Proses pembuatan ikan naniura adalah sebagai berikut : ikan mas dibersihkan dari sisik dan bagian dalam ikan, kemudian dibelah dua dari punggung sampai ekor ikan. Ikan disayat-sayat untuk mempercepat penetrasi asam, kemudian dicuci hingga bersih dan ditiriskan. Asam dibelah dua melintang, diperas untuk mendapatkan sarinya dan selanjutnya ikan direndam dengan jeruk jungga selama 3 jam. Bumbu yang terdiri dari kemiri, bawang merah dan bawang putih yang telah dikupas, disangrai sampai aromanya harum, masing-masing dihaluskan, andaliman, kunyit dan cabai merah dihaluskan, kecombrang direbus lalu dihaluskan. Semua bumbu dicampur hingga homogen. Ikan yang telah direndam akan ditambahkan

bumbu-bumbu yang sudah disiapkan terlebih dahulu, kemudian bumbu-bumbu tersebut dicampurkan ke dalam ikan sampai merata dan didiamkan selama 1 jam (Pasaribu, dkk., 2015).

Pengasaman adalah suatu proses pengolahan yang dilakukan dengan cara pemberian asam yang bertujuan untuk mengawetkan melalui penurunan derajat pH (mengasamkan) produk makanan sehingga dapat menghambat pertumbuhan bakteri pembusuk. Pengasaman makanan dapat dilakukan dengan cara penambahan asam secara langsung misalnya asam propionat, asam sitrat, asam asetat, asam benzoat dan lain-lain atau penambahan makanan yang bersifat asam seperti tomat, jeruk, dan lain sebagainya (Ikoh, 2016)

Teknologi pengasaman pada produk hasil perikanan adalah penggunaan asam dan bumbu-bumbu lainnya pada pengolahan. Asam organik seperti asam asetat (asam cuka) berpengaruh terhadap penurunan pH, rasa, tekstur, serta kontaminasi mikroba pada bahan baku. Penggunaan asam lebih dari 15% dapat menghentikan pertumbuhan mikroba, namun pada umumnya konsentrasi asam untuk pengasaman produk hasil perikanan adalah 6%. Pada umumnya hasil pengasaman ikan sebaiknya disimpan pada suhu rendah. Bahan-bahan lainnya yang digunakan pada pengasaman ikan adalah air, garam, gula, cabai (bahan bercitarasa pedas), dan tanaman herbal (Martin, dkk., 2000). Penambahan asam, basa atau enzim dapat menyebabkan penguraian atau pemecahan molekul kompleks menjadi molekul lebih sederhana sehingga dapat lebih mudah dicerna dan hasilnya dapat berbentuk diantaranya unsur N dan asam amino (Winarno, dkk., 1980).
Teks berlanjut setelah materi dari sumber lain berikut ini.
PR #1317, opened 2020-02-20
MES-4922 Fixed showing aborted attempt in speed requirement

edwardwilson:
## Description
Fixed the code checks that broke when the data changed from string to numbers

## Checklist

### DIFF
--- a/src/modules/tests/test-data/cat-a-mod1/avoidance/avoidance.selector.ts
+++ b/src/modules/tests/test-data/cat-a-mod1/avoidance/avoidance.selector.ts
@@ -3,6 +3,6 @@ import { TestData, Avoidance } from '@dvsa/mes-test-schema/categories/AM1';
 export const getAvoidance = (testData: TestData): Avoidance => testData.avoidance;
 
 export const getAvoidanceAttempted = (avoidance: Avoidance) : boolean => {
-  if (avoidance.firstAttempt || avoidance.secondAttempt) return true;
+  if (avoidance.firstAttempt !== undefined || avoidance.secondAttempt !== undefined) return true;
   return false;
 };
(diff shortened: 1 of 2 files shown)


src/modules/tests/test-data/cat-a-mod1/avoidance/avoidance.selector.ts
```diff
@@ -3,6 +3,6 @@ import { TestData, Avoidance } from '@dvsa/mes-test-schema/categories/AM1';
 export const getAvoidance = (testData: TestData): Avoidance => testData.avoidance;
 
 export const getAvoidanceAttempted = (avoidance: Avoidance) : boolean => {
-  if (avoidance.firstAttempt || avoidance.secondAttempt) return true;
+  if (avoidance.firstAttempt !== undefined || avoidance.secondAttempt !== undefined) return true;
```
szabikr: you can return the expression evaluation and remove the if statement

src/pages/debrief/cat-a-mod1/components/speed-check-debrief-card/speed-check-debrief-card.html
```diff
@@ -1,4 +1,4 @@
-<ion-card id="speed-check" *ngIf="emergencyStop.firstAttempt || avoidance.firstAttempt">
+<ion-card id="speed-check" *ngIf="emergencyStop.firstAttempt !== undefined || avoidance.firstAttempt !== undefined">
```
szabikr, line 1: use the same function that is implemented in the selector

szabikr (approved):

rossfauldsbjss (approved):
Agree with Szabi's comments. 
Looks good.

src/pages/debrief/cat-a-mod1/components/speed-check-debrief-card/speed-check-debrief-card.html
edwardwilson: The selector checks if the avoidance was attempted, it doesn't check if the emergency stop was like above. There could be a function created if desired but the suggestion to use the selector wouldn't work.

src/modules/tests/test-data/cat-a-mod1/avoidance/avoidance.selector.ts
edwardwilson: Yes correct! We can now before there was a typical issue with them typed as strings but compared to undefiend we can use a lamba statment

PR #95, opened 2020-08-14
Collider must be enabled for the confiner

gaborkb:


gaborkb:
.enabled does not return false, when the gameObject is deactivated, but the component is enabled. Good point! I added for activeInHierarchy, which return false if the gameobject or its parents are deactivated.

glabute (approved):

PR #98, opened 2020-08-26
pipeline can be null, in that case we get an error in console

gaborkb:
Bug reported: https://fogbugz.unity3d.com/f/cases/1272146/


glabute:
please add release note in master

PR #104, opened 2020-09-22
Add Unity.Spline Support in Cinemachine

jieyingLin:


Editor/Menus/CinemachineMenu.cs
```diff
@@ -144,7 +145,7 @@ private static void CreateDollyTrackWithCart()
             if (SceneView.lastActiveSceneView != null)
                 go.transform.position = SceneView.lastActiveSceneView.pivot;
             Undo.RegisterCreatedObjectUndo(go, "create track");
-            CinemachineSmoothPath path = go.GetComponent<CinemachineSmoothPath>();
+            SplineContainer path = go.GetComponent<SplineContainer>();
```
glabute, line 148: This will return null because you haven't added the component.  This needs to be done a few lines above, instead of creating the CinemachineSmoothPath component

glabute: Did you try running this code by selecting the Create Dolly Cart item in the Cinemachine menu?

Runtime/Behaviours/CinemachineDollyCart.cs
```diff
@@ -20,7 +22,10 @@ public class CinemachineDollyCart : MonoBehaviour
     {
         /// <summary>The path to follow</summary>
         [Tooltip("The path to follow")]
-        public CinemachinePathBase m_Path;
+        public SplineContainer m_Path;
+        //public CinemachinePathBase m_Path;
```
glabute, line 26: you can't leave in commented-out lines.  I assume that if this were a real PR, these wouldn't be here

Runtime/Behaviours/CinemachineDollyCart.cs
```diff
@@ -74,12 +79,33 @@ void LateUpdate()
...
+                //transform.position = m_Path.EvaluatePositionAtUnit(m_Position, m_PositionUnits);
+                //transform.rotation = m_Path.EvaluateOrientationAtUnit(m_Position, m_PositionUnits);
+            //}
             if (m_Path != null)
             {
-                m_Position = m_Path.StandardizeUnit(distanceAlongPath, m_PositionUnits);
-                transform.position = m_Path.EvaluatePositionAtUnit(m_Position, m_PositionUnits);
-                transform.rotation = m_Path.EvaluateOrientationAtUnit(m_Position, m_PositionUnits);
+                m_Position = StandardizePathDistance(distanceAlongPath);
+                float3 result = m_Path.EvaluatePosition(m_Position / m_Path.CalculateLength());
```
glabute, line 91: you're calculating the path length twice - once in Standardize, and once here.  Not efficient

Runtime/Behaviours/CinemachineDollyCart.cs
```diff
@@ -74,12 +79,33 @@ void LateUpdate()
...
+                transform.position = new Vector3(result.x, result.y, result.z);
+                //transform.rotation = m_Path.EvaluateOrientationAtUnit(m_Position, m_PositionUnits);
+            }
+        }
+
+        float StandardizePathDistance(float distance)
```
glabute, line 97: as discussed, this should be moved to a helper class, because TrackedDolly will need it too

Runtime/com.unity.cinemachine.asmdef
```diff
@@ -1,14 +1,17 @@
 {
     "name": "Cinemachine",
+    "rootNamespace": "",
     "references": [
-        "Unity.Timeline",
+        "GUID:f06555f75b070af458a003d92f9efb00",
```
glabute, line 5: Somehow you had "use GUIDS" checked in the asmdef inspector.  We want to use human-readable names, not GUIDS

glabute (changes requested):

Editor/Menus/CinemachineMenu.cs
jieyingLin: My bad, should be fixed in next commit.

Runtime/Behaviours/CinemachineDollyCart.cs
jieyingLin: You are right. I come up with two ways to solve this problem:
1. Pass length as a valuable to both functions
2. Merge `StandardizeUnit` and `EvaluatePositionAtUnit` into one function

Which one do you think is better?

glabute: Either approach has its advantages, so the decision will depend on the surrounding code.  I suggest that, for ease of conversion from the old system, you build a helper class with an API as close as possible to CinemachinePathBase.  That way, converting legacy code (such as DollyCart) will be trivial.  Don't forget that our customers will have to do something similar if they have custom classes that use paths.

jieyingLin: What about keep both `StandardizeUnit` and `EvaluatePositionAtUnit` in the helper class? But in `EvaluatePositionAtUnit`, add `StandardizeUnit` before it (copy the code, not calling the function)
Advantages:
1. customers don't need to remember to call `StandardizeUnit` every time they want to use `EvaluatePositionAtUnit`
2. Keep the same api(same function name && same parameters)
Disadvantage:
1. Duplicate code

glabute: I think you need both.  CinemachinePathBase had both, if I remember correctly.  We should do what it takes to minimize impact on client classes

jieyingLin: Yea that's what I mean, my changes is add `StandardizeUnit` into `EvaluatePositionAtUnit`, so in `Dolly cart` we only need to call `EvaluatePositionAtUnit`, but in helper class we will have `StandardizeUnit` and `EvaluatePositionAtUnit`.

glabute: 👍

Runtime/Core/UnitySplineExtension.cs
```diff
@@ -0,0 +1,126 @@
...
+            PathUnits,
+            /// <summary>Use Distance Along Path.  Path will be sampled according to its Resolution
+            /// setting, and a distance lookup table will be cached internally</summary>
+            Distance,
+            /// <summary>Normalized units, where 0 is the start of the path, and 1 is the end.
+            /// Path will be sampled according to its Resolution
+            /// setting, and a distance lookup table will be cached internally</summary>
+            Normalized
+        }
+
```
jieyingLin, line 23: I didn't implement the MinPos since we don't need right now

Runtime/Core/CinemachinePathCache.cs
```diff
@@ -0,0 +1,429 @@
...
+        {
+            m_DistanceToPos = null;
+            m_PosToDistance = null;
+            m_CachedSampleSteps = 0;
+            m_PathLength = 0;
+        }
+
+        /// <summary>When calculating the distance cache, sample the path this many
+        /// times between points</summary>
+        private int m_DistanceCacheSampleStepsPerSegment = 20;
```
jieyingLin, line 37: Remove `m_Resolution`

Runtime/Core/CinemachinePathCache.cs
```diff
@@ -0,0 +1,429 @@
...
+                Mathf.Cos(halfAngle));
+        }
+
+        /// <summary>Get the orientation the curve at a point along the path.</summary>
+        /// <param name="pos">Postion along the path.  Need not be standardized.</param>
+        /// <returns>World-space orientation of the path</returns>
+        private Quaternion EvaluateOrientation(float pos)
+        {
+            return Quaternion.identity;
+        }
```
jieyingLin, line 232: Waiting for spline team support for `EvaluateOrientation` and `EvaluateTangent`

Runtime/Behaviours/CinemachineDollyCart.cs
```diff
@@ -51,6 +54,15 @@ public enum UpdateMethod
         [FormerlySerializedAs("m_CurrentDistance")]
         public float m_Position;
 
+        private void OnValidate()
```
glabute, line 57: OnValidate is called after changes in the inspector, and after an object is deserialized.  If some user script changes m_path during runtime, then OnValidate won't be called, so you need to be validating this more frequently.  Since the cost of this test is small, it doesn't hurt to validate on each use.

Runtime/Behaviours/CinemachineDollyCart.cs
```diff
@@ -59,6 +71,8 @@ void FixedUpdate()
 
         void Update()
         {
+            m_PathCache.InvalidateDistanceCache();
```
glabute, line 74: I don't think you want to invalidate every frame!  That kills the whole value of caching.

glabute (changes requested):

Runtime/Behaviours/CinemachineDollyCart.cs
jieyingLin: I remove `OnValidate` function and move this part of code into `Update()`. Please LMK if there is a better place to place it

Runtime/Behaviours/CinemachineDollyCart.cs
jieyingLin: Yes you are right. I am waiting for callback() from spline team. It is in PR already. After I get it I will do something like 
`if (spline.change) InvalidateDistanceCache ()` here

Runtime/Components/CinemachineTrackedDolly.cs
```diff
@@ -201,20 +204,33 @@ public override void MutateCameraState(ref CameraState curState, float deltaTime
...
                 return;
+            }
+
+            if (m_PathCache.m_Path != m_Path)
+            {
+                m_PathCache.m_Path = m_Path;
+                m_PathCache.InvalidateDistanceCache();
+            }
+
+            m_PathCache.InvalidateDistanceCache();
```
jieyingLin, line 219: Waiting for `callback()` here

Editor/Editors/CinemachineTrackedDollyEditor.cs
```diff
@@ -54,11 +54,10 @@ private static void DrawTrackeDollyGizmos(CinemachineTrackedDolly target, GizmoT
         {
             if (target.IsValid)
             {
-                CinemachinePathBase path = target.m_Path;
+                CinemachinePathCache path = target.m_PathCache;
                 if (path != null)
                 {
                     var isActive = CinemachineCore.Instance.IsLive(target.VirtualCamera);
-                    CinemachinePathEditor.DrawPathGizmo(path, path.m_Appearance.pathColor, isActive);
```
jieyingLin, line 61: I remove the `Appearance` here since I think it should be a part of `SplineContainer`. I will talk to the spline team to see if I can contributes some codes there. If they feel it doesn't make sense to add code only used in `cinemachine` I will be back to create some extensions.

glabute (changes requested):

Runtime/Behaviours/CinemachineDollyCart.cs
```diff
@@ -59,6 +62,14 @@ void FixedUpdate()
 
         void Update()
         {
+            if (m_Path && m_PathCache.m_Path != m_Path)
+            {
+                m_PathCache.m_Path = m_Path;
+                m_PathCache.InvalidateDistanceCache();
+            }
```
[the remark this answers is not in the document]
jieyingLin: I move this part into a new function called `UpdatePathCache()` , this function will update the cached path elements when necessary

gaborkb:
TODO: Spline include guards - use dolly track when splines are not present. Splines Package (https://github.com/Unity-Technologies/com.unity.splines) is not going to be backported to Unity Editor versions before 2020.2.

gaborkb:
Converted to draft, until the include guards are not added.

gaborkb:
TODO2: splines team added some functionality for rotation, check if it is relevant:
https://unity.slack.com/archives/C01AAJ9069Z/p1631811838007400

glabute:
SplinePath Inspector is not working for me:
image

glabute:
nvm about the inspectors.  The problem goes away when I downgrade Unity from 0b12 to 0b3

glabute (changes requested):
We need to make sure that our use of splines is conforming to best practices (currently it probably isn't).  For example, the way they did the road.  Our dolly path should be following a similar pattern, I think.

The rotation should probably be implemented using the built-in knot rotation directly.

They have that nice "animate along path" behaviour, which is the same thing as our dolly cart.  

They have much of the functionality of CinemachinePathBase built-in (specifically unit conversion and path length cache).  We should use it and not be duplicating stuff.

We need to figure out how to use their stuff to the fullest extent possible.  It probably means moving beyond Cheryl's naive implementation

One possibility to consider: implement *everything* (including legacy path classes) on top of spline.

Runtime/Behaviours/CinemachineDollyCart.cs
```diff
@@ -75,6 +75,9 @@ void SetCartPosition(float distanceAlongPath)
                 m_Position = m_Path.StandardizeUnit(distanceAlongPath, m_PositionUnits);
                 transform.position = m_Path.EvaluatePositionAtUnit(m_Position, m_PositionUnits);
                 transform.rotation = m_Path.EvaluateOrientationAtUnit(m_Position, m_PositionUnits);
+            } else
+            {
+                m_Position = 0;
```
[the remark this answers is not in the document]
glabute: OR... bite the bullet and leave it as a hard dependency.  Might make sense if we re-implement legacy classes in terms of spline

Tingginya total asam dapat menurunkan pH bahan dan membantu menghambat pertumbuhan mikroba pembentuk total volatil nitrogen seperti Micrococcus dan Sarcina (Koesoemawardani, dkk., 2013). Semakin lama perendaman maka semakin banyak bumbu yang meresap ke dalam daging ikan, sehingga dapat menimbulkan cita rasa serta aroma yang enak dan khas, sehingga naniura ikan mas menjadi lebih disukai. Bumbu yang menimbulkan aroma antara lain yaitu bawang merah, bawang putih, ketumbar, dan laos (Maryani, 2001). Berdasarkan Ophart, 2003 (dalam Nurjanah, 2008) bahwa semakin lama protein bereaksi dengan asam, kemungkinan besar ikatan peptida terhidrolisis sehingga struktur primer protein rusak.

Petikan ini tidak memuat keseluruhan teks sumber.